● **Collected data entries**:
□ □ □ □

PR #998, opened 2017-12-05
Fix e2e failure on udp communication from node to pod

joejulian:
A kernel bug introduced somewhere in the coreos 1520 releases prevents udp communication from a node to a pod due to a bad checksum (which is expected) being checked for validation (which is unexpected) on a veth interface. CoreOs release 1520.9.0 does not exhibit this failure.


joejulian:
Do not merge this PR unless e2e passes.

coffeepac:
resolved by #1057

PR #1009, opened 2017-12-13
Add certified kubernetes badges

spiffxp:
We're mentioned as certified here: https://www.cncf.io/announcement/2017/11/13/cloud-native-computing-foundation-launches-certified-kubernetes-program-32-conformant-distributions-platforms/

Add the badges we have earned, and link to the instructions people can use to reproduce the conformance results on their own with kraken

ref: samsung-cnct/kraken#223


davidewatson:
CI failed due to etcd discovery failure. Restarting.

philoserf:
Should we
Can we
Drop the label on the Kraken repo README too?
It is my face of the Kraken.

PR #1011, opened 2017-12-14
Drain before delete

joejulian:
Drain nodes before deleting them to allow kubernetes to honor PodDisruptionBudgets


leahnp:
What is the current use case for this functionality? Will it interfere with cluster-autoscaling in clusters where that is enabled? Cluster autoscaling already drains nodes and respects PodDisruptionBudgets to my knowledge.

ansible/library/kubernetes_node_wait.py
```diff
@@ -0,0 +1,206 @@
+#!/usr/bin/python
+
+from datetime import timedelta, datetime
+from ansible.module_utils.basic import AnsibleModule
+
+try:
```
leahnp: Is this just for best practices - or is there a real concern the k8s library would fail to import?

ansible/library/kubernetes_node_wait.py
```diff
@@ -0,0 +1,206 @@
...
+except ImportError as err:
+    HAS_LIB = False
+
+ANSIBLE_METADATA = {
+    'metadata_version': '1.1',
+    'status': 'preview',
+    'supported_by': 'community'
+}
+
+DOCUMENTATION = '''
```
leahnp: Should we mentioned this documentation in the primary README? Or link it somehow.

ansible/library/kubernetes_node_wait.py
```diff
@@ -0,0 +1,206 @@
...
+            label_selector=",".join(module.params['labels']),
+            _request_timeout=convert_from_timedelta(stop_at - datetime.utcnow())):
+        if is_ready(event['object'], module.params['state']
+                   ) and event['object'].metadata.name not in result['nodes']:
+            if event['type'] == 'ADDED':
+                result['initial_nodes'] += 1
+            result['nodes'].append(event['object'].metadata.name)
+        if len(result['nodes']) >= module.params['count']:
+            watchobj.stop()
+        if datetime.utcnow() > stop_at:
```
leahnp: To be sure I understand this - if it times out it stops trying to take any action on the nodes and leaves the cluster in the same state?

ansible/library/kubernetes_node_wait.py
joejulian: Best practice. We don't have to worry in our container because we control the environment, but if you were to run ansible on your laptop, for instance, and didn't have the kubernetes python library installed, we need to fail.

This is also a requirement for getting this module contributed into ansible, something I plan to work on.

ansible/library/kubernetes_node_wait.py
joejulian: This is used upstream for generating the online docs pages.

ansible/library/kubernetes_node_wait.py
joejulian: If it times out, it does fail. The actions taken when the module fails are up to the role, but in this implementation, yes. If it exceeds 10 minutes something's wrong and the playbook fails.

ansible/library/kubernetes_node_wait.py
leahnp: Cool

joejulian:
> What is the current use case for this functionality? 

This is simply a reimplementation of the filter that was doing the same for a whole group of nodes so the only change in the previous update process is the addition of the drain and delete of the node from kubernetes before deleting the node from aws.

> Will it interfere with cluster-autoscaling in clusters where that is enabled? Cluster autoscaling already drains nodes and respects PodDisruptionBudgets to my knowledge.

I don't think this has been looked at wrt update yet and is out of scope for this PR.

ansible/library/kubernetes_node_wait.py
leahnp: I see - should we mention this functionality in the kraken-lib README for our users?

joejulian: Not in my opinion. This is not something a user will interface with, and a developer can look at the source code documentation.

ansible/library/kubernetes_node_wait.py
davidewatson: Don't you need to call `watchobj.stop()` in this case as well?

joejulian: No because this returns and deletes the object, closing the socket as well.

PR #1014, opened 2017-12-15
Not sure if this was a typo or not, but possibly should be 'tagged' i…

kmansel:
…nstead of 'targed'?  If not, then I guess i'm not familiar with the term and disregard.


samba:
@kmansel Thanks for raising this. The original intent was actually `targeted`.

kmansel:
@samba this has been updated and ready to go . 👍

samba:
Looks good to me. 🚀

PR #1015, opened 2017-12-15
Use kubelet to run etcd 

davidewatson:


davidewatson:
Since this is a significant change to how kraken deploys etcd, I was going to switch from using service discovery to using static IP addresses. We've wanted to do this or while as it would make etcd cluster formation more reliable. Unfortunately, this might not be so easy. To create a static pod manifest with static IP addresses we need to template each etcd node separately. `ansible/cloud_config/write_files.yaml` makes this difficult because it assumes that templates are per nodepool.

philoserf:
can we test the impact of the change on upgrade, please?

alejandroEsc:
@davidewatson are you suggesting here that not only will we move over to have kubelet manage etcd (for which then i would ask why dont we use operator also or perhaps cyklps-etcd) but that we also use static ips? I thought these were mutually exclusive concepts, are we determining that we can/should use static ips now?

alejandroEsc:
@philoserf include also the recovery story, as this will become important also.

davidewatson:
@philoserf: We will. Note that kraken created etcd clusters are not changed by kraken after successful creation. Upgrades are a manual process, so I think we only need to test that old kraken configs can still be used to spin up clusters using the existing etcd configuration.

@alejandroEsc: Good point about the recovery playbook needing to be updated. Static pods and static IP addresses are orthogonal concepts. You can use both at the same time if you are able to generate the manifest.

One reason for not using `etcd-operator` is that it requires self-hosted etcd [1] and we believe circular dependencies are problematic. Perhaps more importantly, due to bugs, I've been told that self-hosted etcd is not highly available right now.

[1] This is partially false. If the self-hosted etcd were in a different k8s cluster then we might be okay.

davidewatson:
This was an alternative fix for https://github.com/samsung-cnct/kraken-lib/issues/825, in addition to https://github.com/samsung-cnct/kraken-lib/pull/974

PR #1023, opened 2017-12-20
kubeNodeTaint is an object in the schema. Fixes colonybead-state/1.

davidewatson:


DStorck:
kubeNodeTaint is also referenced here kraken-lib/schemas/config/v1/schedulingConfig.json, should you also change the type there?

joejulian:
No. In those places we're saying that the `taints` key is an _array_ of taint objects.

DStorck:
Gotcha, thanks.

PR #481, opened 2018-06-05
isAlmostIdentityReduction: drop FIXME

skimo-openhub:
This was in my queue, but I'll probably replace it with a rewrite of the reduction detection.

### DIFF
--- a/tc/core/polyhedral/reduction_matcher.cc
+++ b/tc/core/polyhedral/reduction_matcher.cc
@@ -90,11 +90,8 @@ bool pwAffInvolvesOnlyInputDim(isl::pw_aff pa, int redDimIdx) {
   return true;
 }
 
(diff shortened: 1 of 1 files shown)


tc/core/polyhedral/reduction_matcher.cc
```diff
@@ -90,11 +90,8 @@ bool pwAffInvolvesOnlyInputDim(isl::pw_aff pa, int redDimIdx) {
   return true;
 }
 
-// Does pa have the form S(...) -> [(K*r)] where S is either a reduction init
+// Does pa have the form S(...) -> [f(r)] where S is either a reduction init
```
ftynse: actually, a "reduction init" does not exist anymore so this function is not detecting it

skimo-openhub:
Superseded by #520.

PR #489, opened 2018-06-07
register promotion: promote below any node in the tree

### LINKED ISSUE #490: Register promotion at arbitrary subtrees
Currently, register promotion is performed below the band mapped to threads.  We want to be able to perform below any node where it wouldn't break the tree structure (e.g., cannot promote below a sequence node because its children must be filters).

### LINKED ISSUE #505: extractDomainToThread: take into account filters

ftynse:
Introduce promoteToRegistersBelow that takes a schedule tree node as a
scoping point and attempts register promotion below that node.  Rewrite
promoteToRegistersBelowThreads to keep the existing behavior.

Independently of the promotion scope, tensor reference groups must be
computed per-thread (and per-block).  Include the thread (and block)
mapping in the domain of the outer schedule when computing the groups.

Since registers are private to a thread, different threads should not 
access the same value within the given scope.  Inside the promotion
scope, there may be multiple subtrees with different thread mappings.
Furthermore, these mappings are not included in the prefix (scope)
schedule.  Always include thread schedule when checking if accesses are 
performed from one thread only.  This schedule takes into account
potentially different mappings.

Relax the restriction for a promoted group to contain only one element.
Instead, check that all only the dimensions that either correspond to
unrolled loops or are mapped to blocks or threads appear in the access
subscripts.  During code generation, the corresponding loop iterators
are either replaced by constants due to unrolling or become implicit in
block/thread-specific groups (i.e., each thread in each block accesses
different elements so it can use the same "address" for them).

Compute reuse within threads by appending thread schedule to the prefix
schedule before checking for reuse.

Closes #505
Closes #490

### DIFF
--- a/tc/core/polyhedral/cuda/mapped_scop.cc
+++ b/tc/core/polyhedral/cuda/mapped_scop.cc
@@ -509,7 +509,7 @@ isl::multi_union_pw_aff MappedScop::threadMappingSchedule(
     ids.emplace_back(mapping::ThreadId::makeId(i));
   }
   auto tupleId = isl::id(tree->ctx_, kBlock);
-  return extractDomainToIds(tree, ids, tupleId);
+  return extractDomainToIds(scop_->scheduleRoot(), tree, ids, tupleId);
 }
 
 isl::multi_union_pw_aff MappedScop::blockMappingSchedule(
--- a/tc/core/polyhedral/cuda/mapped_scop.cc
+++ b/tc/core/polyhedral/cuda/mapped_scop.cc
@@ -467,24 +467,6 @@ constexpr auto kBlock = "block";
 constexpr auto kWarp = "warp";
 
 /*
- * Extract a mapping from the domain elements active at "tree"
- * to the thread identifiers, where all branches in "tree"
- * are assumed to have been mapped to thread identifiers.
- * "nThread" is the number of thread identifiers.
- * The result lives in a space of the form block[x, ...].
- */
-isl::multi_union_pw_aff extractDomainToThread(
-    const detail::ScheduleTree* tree,
-    size_t nThread) {
-  std::vector<mapping::MappingId> ids;
-  for (size_t i = 0; i < nThread; ++i) {
-    ids.emplace_back(mapping::ThreadId::makeId(i));
-  }
-  auto tupleId = isl::id(tree->ctx_, kBlock);
-  return extractDomainToIds(tree, ids, tupleId);
-}
-
-/*
  * Construct a mapping
  *
  *  block[x] -> warp[floor((x)/warpSize)]
@@ -517,6 +499,16 @@ isl::multi_aff constructThreadToWarp(
   return isl::multi_aff(mapSpace, isl::aff_list(aff));
 }
 } // namespace
+
+isl::multi_union_pw_aff MappedScop::threadMappingSchedule(
+    const detail::ScheduleTree* tree) const {
+  std::vector<mapping::MappingId> ids;
+  for (size_t i = 0; i < numThreads.view.size(); ++i) {
+    ids.emplace_back(mapping::ThreadId::makeId(i));
+  }
+  auto tupleId = isl::id(tree->ctx_, kBlock);
+  return extractDomainToIds(tree, ids, tupleId);
+}
 
 Scop::SyncLevel MappedScop::findBestSync(
     detail::ScheduleTree* st1,
@@ -708,7 +700,7 @@ void MappedScop::insertBestSyncInSeq(detail::ScheduleTree* seq) {
 
   auto outer = hasOuterSequentialMember(scop_->scheduleRoot(), seq);
 
-  auto domainToThread = extractDomainToThread(seq, numThreads.view.size());
+  auto domainToThread = threadMappingSchedule(seq);
   auto threadToWarp = constructThreadToWarp(seq->ctx_, 32, numThreads);
   auto domainToWarp = domainToThread.apply(threadToWarp);
 
--- a/tc/core/polyhedral/cuda/mapped_scop.cc
+++ b/tc/core/polyhedral/cuda/mapped_scop.cc
@@ -476,28 +476,12 @@ constexpr auto kWarp = "warp";
 isl::multi_union_pw_aff extractDomainToThread(
     const detail::ScheduleTree* tree,
     size_t nThread) {
-  using namespace polyhedral::detail;
-
-  auto space = isl::space(tree->ctx_, 0);
-  auto empty = isl::union_set::empty(space);
-  auto id = isl::id(tree->ctx_, kBlock);
-  space = space.named_set_from_params_id(id, nThread);
-  auto zero = isl::multi_val::zero(space);
-  auto domainToThread = isl::multi_union_pw_aff(empty, zero);
-
-  for (auto mapping : tree->collect(tree, ScheduleTreeType::MappingFilter)) {
-    auto mappingNode = mapping->elemAs<ScheduleTreeElemMappingFilter>();
-    auto list = isl::union_pw_aff_list(tree->ctx_, nThread);
-    for (size_t i = 0; i < nThread; ++i) {
-      auto threadId = mapping::ThreadId::makeId(i);
-      auto threadMap = mappingNode->mapping.at(threadId);
-      list = list.add(threadMap);
-    }
-    auto nodeToThread = isl::multi_union_pw_aff(space, list);
-    domainToThread = domainToThread.union_add(nodeToThread);
+  std::vector<mapping::MappingId> ids;
+  for (size_t i = 0; i < nThread; ++i) {
+    ids.emplace_back(mapping::ThreadId::makeId(i));
   }
-
-  return domainToThread;
+  auto tupleId = isl::id(tree->ctx_, kBlock);
+  return extractDomainToIds(tree, ids, tupleId);
 }
 
 /*
--- a/tc/core/polyhedral/cuda/mapped_scop.cc
+++ b/tc/core/polyhedral/cuda/mapped_scop.cc
@@ -1068,7 +1068,7 @@ std::unique_ptr<MappedScop> MappedScop::makeWithOuterBlockInnerThreadStrategy(
 
   // 9. Promote to registers below the loops mapped to threads.
   if (cudaOptions.proto().use_private_memory()) {
-    promoteToRegistersBelowThreads(mappedScop->scop(), -1ull);
+    promoteToRegistersBelowThreads(*mappedScop, -1ull);
   }
 
   LOG_IF(INFO, FLAGS_debug_tc_mapper)
--- a/tc/core/polyhedral/cuda/mapped_scop.cc
+++ b/tc/core/polyhedral/cuda/mapped_scop.cc
@@ -461,6 +461,8 @@ bool hasOuterSequentialMember(
   return false;
 }
 
+// Name of the space of blocks inside the grid
+constexpr auto kGrid = "grid";
 // Name of the space of threads inside a block
 constexpr auto kBlock = "block";
 // Name of the space of warps
@@ -508,6 +510,16 @@ isl::multi_union_pw_aff MappedScop::threadMappingSchedule(
   }
   auto tupleId = isl::id(tree->ctx_, kBlock);
   return extractDomainToIds(tree, ids, tupleId);
+}
+
+isl::multi_union_pw_aff MappedScop::blockMappingSchedule(
+    const detail::ScheduleTree* tree) const {
+  std::vector<mapping::MappingId> ids;
+  for (size_t i = 0; i < numBlocks.view.size(); ++i) {
+    ids.emplace_back(mapping::BlockId::makeId(i));
+  }
+  auto tupleId = isl::id(tree->ctx_, kGrid);
+  return extractDomainToIds(scop_->scheduleRoot(), tree, ids, tupleId);
 }
 
 Scop::SyncLevel MappedScop::findBestSync(
--- a/tc/core/polyhedral/cuda/mapped_scop.h
+++ b/tc/core/polyhedral/cuda/mapped_scop.h
@@ -193,6 +193,13 @@ class MappedScop {
   isl::multi_union_pw_aff threadMappingSchedule(
       const detail::ScheduleTree* tree) const;
 
+  // Extract a mapping from the domain elements active at "tree"
+  // to the block identifiers, where all branches in "tree"
+  // are assumed to have been mapped to block identifiers.
+  // The result lives in a space of the form grid[x, ...].
+  isl::multi_union_pw_aff blockMappingSchedule(
+      const detail::ScheduleTree* tree) const;
+
  private:
   // Insert the optimal combination of synchronizations in the sequence
   void insertBestSyncInSeq(detail::ScheduleTree* seq);
--- a/tc/core/polyhedral/cuda/mapped_scop.h
+++ b/tc/core/polyhedral/cuda/mapped_scop.h
@@ -186,6 +186,13 @@ class MappedScop {
       size_t nChildren,
       bool hasOuterSequentialMember);
 
+  // Extract a mapping from the domain elements active at "tree"
+  // to the thread identifiers, where all branches in "tree"
+  // are assumed to have been mapped to thread identifiers.
+  // The result lives in a space of the form block[x, ...].
+  isl::multi_union_pw_aff threadMappingSchedule(
+      const detail::ScheduleTree* tree) const;
+
  private:
   // Insert the optimal combination of synchronizations in the sequence
   void insertBestSyncInSeq(detail::ScheduleTree* seq);
--- a/tc/core/polyhedral/cuda/mapped_scop.h
+++ b/tc/core/polyhedral/cuda/mapped_scop.h
@@ -190,6 +190,8 @@ class MappedScop {
   // to the thread identifiers, where all branches in "tree"
   // are assumed to have been mapped to thread identifiers.
   // The result lives in a space of the form block[x, ...].
+  //
+  // Note: this function ignores statements introduced by extension nodes.
   isl::multi_union_pw_aff threadMappingSchedule(
       const detail::ScheduleTree* tree) const;
 
@@ -197,6 +199,8 @@ class MappedScop {
   // to the block identifiers, where all branches in "tree"
   // are assumed to have been mapped to block identifiers.
   // The result lives in a space of the form grid[x, ...].
+  //
+  // Note: this function ignores statements introduced by extension nodes.
   isl::multi_union_pw_aff blockMappingSchedule(
       const detail::ScheduleTree* tree) const;
 
--- a/tc/core/polyhedral/cuda/memory_promotion_heuristic.cc
+++ b/tc/core/polyhedral/cuda/memory_promotion_heuristic.cc
@@ -48,14 +48,16 @@ bool isMappingIdType(const mapping::MappingId& id) {
 }
 
 /*
- * Is "tree" a mapping filter that maps a thread identifier?
+ * Is "tree" a mapping filter that maps identifiers of the type provided as
+ * template argument?
  */
-bool isThreadMapping(const detail::ScheduleTree* tree) {
+template <typename MappingType>
+bool isMappingTo(const detail::ScheduleTree* tree) {
   using namespace detail;
 
   if (auto filterNode = tree->elemAs<ScheduleTreeElemMappingFilter>()) {
     for (auto& kvp : filterNode->mapping) {
-      if (isMappingIdType<mapping::ThreadId>(kvp.first)) {
+      if (isMappingIdType<MappingType>(kvp.first)) {
         return true;
       }
     }
@@ -100,7 +102,7 @@ void mapCopiesToThreads(MappedScop& mscop, bool unroll) {
     // Check that we are not mapping to threads below other thread mappings.
     std::unordered_set<mapping::ThreadId, mapping::ThreadId::Hash> usedThreads;
     for (auto n : node->ancestors(root)) {
-      if (isThreadMapping(n)) {
+      if (isMappingTo<mapping::ThreadId>(n)) {
         throw promotion::PromotionBelowThreadsException(
             "attempted to map memory copies to threads below "
             "another thread mapping");
@@ -257,7 +259,7 @@ const detail::ScheduleTree* findThreadMappingAncestor(
     const detail::ScheduleTree* root,
     const detail::ScheduleTree* node) {
   auto ancestors = node->ancestors(root);
-  ancestors = functional::Filter(isThreadMapping, ancestors);
+  ancestors = functional::Filter(isMappingTo<mapping::ThreadId>, ancestors);
   if (ancestors.size() < 1) {
     throw promotion::PromotionLogicError("missing MappingFilter");
   }
--- a/tc/core/polyhedral/cuda/memory_promotion_heuristic.cc
+++ b/tc/core/polyhedral/cuda/memory_promotion_heuristic.cc
@@ -649,27 +649,55 @@ void promoteGreedilyAtDepth(
   mapCopiesToThreads(mscop, unrollCopies);
 }
 
-namespace {
-
 /*
- * Perform promotion to registers below the thread specific marker "marker"
- * in the schedule tree of "mscop".
+ * Perform promotion to registers below the node "scope" in the schedule tree
+ * of "mscop".  Throw if promotion would violate the well-formedness of the
+ * schedule tree, in particular in cases of promotion immediately below
+ * a set/sequence node or immediately above a thread-specific marker node.
  */
-void promoteToRegistersBelow(MappedScop& mscop, detail::ScheduleTree* marker) {
+void promoteToRegistersBelow(MappedScop& mscop, detail::ScheduleTree* scope) {
+  // Cannot promote below a sequence or a set node.  Promotion may insert an
+  // extension node, but sequence/set must be followed by filters.
+  if (scope->elemAs<detail::ScheduleTreeElemSequence>() ||
+      scope->elemAs<detail::ScheduleTreeElemSet>()) {
+    throw promotion::IncorrectScope("cannot promote under a sequence/set node");
+  }
+  // Cannot promote between a thread-mapped band and a thread-specific marker
+  // node because the latter is used to identify thread-mapped bands as
+  // immediate ancestors.
+  if (scope->numChildren() == 1 &&
+      scope->child({0})
+          ->elemAs<detail::ScheduleTreeElemThreadSpecificMarker>()) {
+    throw promotion::IncorrectScope(
+        "cannot promote above a thread-specific marker node");
+  }
+
   auto& scop = mscop.scop();
   auto root = scop.scheduleRoot();
-  auto threadMapping = mscop.threadMappingSchedule(root);
 
-  auto partialSched = prefixSchedule(root, marker);
-  // Pure affine schedule without (mapping) filters.
-  auto partialSchedMupa = partialScheduleMupa(root, marker);
-
-  // Because this function is called below the thread mapping marker,
-  // partialSched has been intersected with both the block and the thread
-  // mapping filters.   Therefore, groups will be computed relative to
-  // blocks and threads.
+  // Compute groups specific to threads and block by including the mappings
+  // into the domain of the partials schedule.
+  auto blockMapping = collectMappingsTo<mapping::BlockId>(scop);
+  auto mapping =
+      collectMappingsTo<mapping::ThreadId>(scop).intersect(blockMapping);
+  auto schedule = partialSchedule(scop.scheduleRoot(), scope);
   auto groupMap = TensorReferenceGroup::accessedWithin(
-      partialSched, scop.reads, scop.writes);
+      schedule.intersect_domain(mapping), scop.reads, scop.writes);
+
+  auto threadSchedule = mscop.threadMappingSchedule(mscop.schedule());
+  auto blockSchedule = mscop.blockMappingSchedule(mscop.schedule());
+
+  // Pure affine schedule without (mapping) filters.
+  auto partialSchedMupa = partialScheduleMupa(root, scope);
+  // Schedule with block mapping filter.
+  auto partialSched =
+      isl::union_map::from(partialSchedMupa).intersect_domain(blockMapping);
+  // The following promotion validity and profitability checks need to be
+  // performed with respect to the block mapping, so append the block schedule.
+  // If the partial schedule contains it already, it will just end up with
+  // identical dimensions without affecting the result of the checks.
+  partialSchedMupa = partialSchedMupa.flat_range_product(blockSchedule);
+
   for (auto& tensorGroups : groupMap) {
     auto tensorId = tensorGroups.first;
 
@@ -682,12 +710,15 @@ void promoteToRegistersBelow(MappedScop& mscop, detail::ScheduleTree* marker) {
         continue;
       }
       if (!isPromotableToRegistersBelow(
-              *group, root, marker, partialSchedMupa, threadMapping)) {
+              *group, root, scope, partialSchedMupa, threadSchedule)) {
         continue;
       }
-      if (!hasReuseWithin(*group, partialSchedMupa)) {
+      // Check reuse within threads.
+      auto schedule = partialSchedMupa.flat_range_product(threadSchedule);
+      if (!hasReuseWithin(*group, schedule)) {
         continue;
       }
+
       // TODO: if something is already in shared, but reuse it within one
       // thread only, there is no point in keeping it in shared _if_ it
       // gets promoted into a register.
@@ -695,13 +726,11 @@ void promoteToRegistersBelow(MappedScop& mscop, detail::ScheduleTree* marker) {
           Scop::PromotedDecl::Kind::Register,
           tensorId,
           std::move(group),
-          marker,
+          scope,
           partialSched);
     }
   }
 }
-
-} // namespace
 
 // Promote at the positions of the thread specific markers.
 void promoteToRegistersBelowThreads(MappedScop& mscop, size_t nRegisters) {
--- a/tc/core/polyhedral/cuda/memory_promotion_heuristic.cc
+++ b/tc/core/polyhedral/cuda/memory_promotion_heuristic.cc
@@ -34,9 +34,17 @@ namespace tc {
 namespace polyhedral {
 namespace {
 
-bool isThreadId(const mapping::MappingId& id) {
-  return id == mapping::ThreadId::x() or id == mapping::ThreadId::y() or
-      id == mapping::ThreadId::z();
+/*
+ * Is "id" a mapping of the type provided as template argument?
+ */
+template <typename MappingType>
+bool isMappingIdType(const mapping::MappingId& id) {
+  for (size_t i = 0; i < MappingType::kMaxDim; ++i) {
+    if (id == MappingType::makeId(i)) {
+      return true;
+    }
+  }
+  return false;
 }
 
 /*
@@ -47,7 +55,7 @@ bool isThreadMapping(const detail::ScheduleTree* tree) {
 
   if (auto filterNode = tree->elemAs<ScheduleTreeElemMappingFilter>()) {
     for (auto& kvp : filterNode->mapping) {
-      if (isThreadId(kvp.first)) {
+      if (isMappingIdType<mapping::ThreadId>(kvp.first)) {
         return true;
       }
     }
--- a/tc/core/polyhedral/cuda/memory_promotion_heuristic.cc
+++ b/tc/core/polyhedral/cuda/memory_promotion_heuristic.cc
@@ -468,11 +468,13 @@ void promoteToSharedGreedy(
   // both.
   size_t remainingMemory = maxMemory;
   for (auto bandNode : bands) {
-    auto groupMap = TensorReferenceGroup::accessedBySubtree(bandNode, scop);
+    auto activePoints = activeDomainPoints(root, bandNode);
     auto partialSched = partialSchedule(root, bandNode);
+
+    auto groupMap = TensorReferenceGroup::accessedWithin(
+        partialSched.intersect_domain(activePoints), scop.reads, scop.writes);
     // Pure affine schedule without (mapping) filters.
     auto partialSchedMupa = partialScheduleMupa(root, bandNode);
-    auto activePoints = activeDomainPoints(root, bandNode);
 
     // Prepare groups for sorting, to have specified order necessary for
     // reproducibility and tests.
@@ -581,7 +583,12 @@ void promoteToRegistersBelowThreads(Scop& scop, size_t nRegisters) {
       auto mapSchedMupa = infixScheduleMupa(root, mapping, marker);
       auto partialSchedMupa = prefixSchedMupa.flat_range_product(mapSchedMupa);
 
-      auto groupMap = TensorReferenceGroup::accessedBySubtree(marker, scop);
+      // Because this function is called below the thread mapping marker,
+      // partialSched has been intersected with both the block and the thread
+      // mapping filters.   Therefore, groups will be computed relative to
+      // blocks and threads.
+      auto groupMap = TensorReferenceGroup::accessedWithin(
+          partialSched, scop.reads, scop.writes);
       for (auto& tensorGroups : groupMap) {
         auto tensorId = tensorGroups.first;
 
--- a/tc/core/polyhedral/cuda/memory_promotion_heuristic.cc
+++ b/tc/core/polyhedral/cuda/memory_promotion_heuristic.cc
@@ -734,8 +734,6 @@ void promoteToRegistersBelow(MappedScop& mscop, detail::ScheduleTree* scope) {
 
 // Promote at the positions of the thread specific markers.
 void promoteToRegistersBelowThreads(MappedScop& mscop, size_t nRegisters) {
-  using namespace tc::polyhedral::detail;
-
   auto& scop = mscop.scop();
   auto root = scop.scheduleRoot();
   auto markers = findThreadSpecificMarkers(root);
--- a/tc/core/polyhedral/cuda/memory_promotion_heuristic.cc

□ □ □ □

● **What is being asked**: Which of the lines above carry the string "https"? Pick them out and copy them.

● **Solution to this problem**:
We're mentioned as certified here: https://www.cncf.io/announcement/2017/11/13/cloud-native-computing-foundation-launches-certified-kubernetes-program-32-conformant-distributions-platforms/
This was an alternative fix for https://github.com/samsung-cnct/kraken-lib/issues/825, in addition to https://github.com/samsung-cnct/kraken-lib/pull/974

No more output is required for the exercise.